▶ **Problem to work on**
Word for word, repeat all of the entries.

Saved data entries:

★ ★ ★ ★

PR #3450, opened 2024-09-11
build all internal libraries as static

eli-schwartz:
A bunch of utility libraries are created as internal implementation details of the build process. None of them are installed by running `make install`.

By default, cmake builds static libraries, but this is a global setting. Correct use of cmake is to annotate internal utility libaries as explicitly static. Without doing this, the user configuration may end up creating shared libraries, which then break the software since none of these "shared libraries" with highly generic names such as "ast" or "arch" or "runtime" are actually installed.


danobi (approved):
Makes sense. Thanks!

★ ★ ★ ★

▶ **Task answer**
PR #3450, opened 2024-09-11
build all internal libraries as static

eli-schwartz:
A bunch of utility libraries are created as internal implementation details of the build process. None of them are installed by running `make install`.

By default, cmake builds static libraries, but this is a global setting. Correct use of cmake is to annotate internal utility libaries as explicitly static. Without doing this, the user configuration may end up creating shared libraries, which then break the software since none of these "shared libraries" with highly generic names such as "ast" or "arch" or "runtime" are actually installed.


danobi (approved):
Makes sense. Thanks!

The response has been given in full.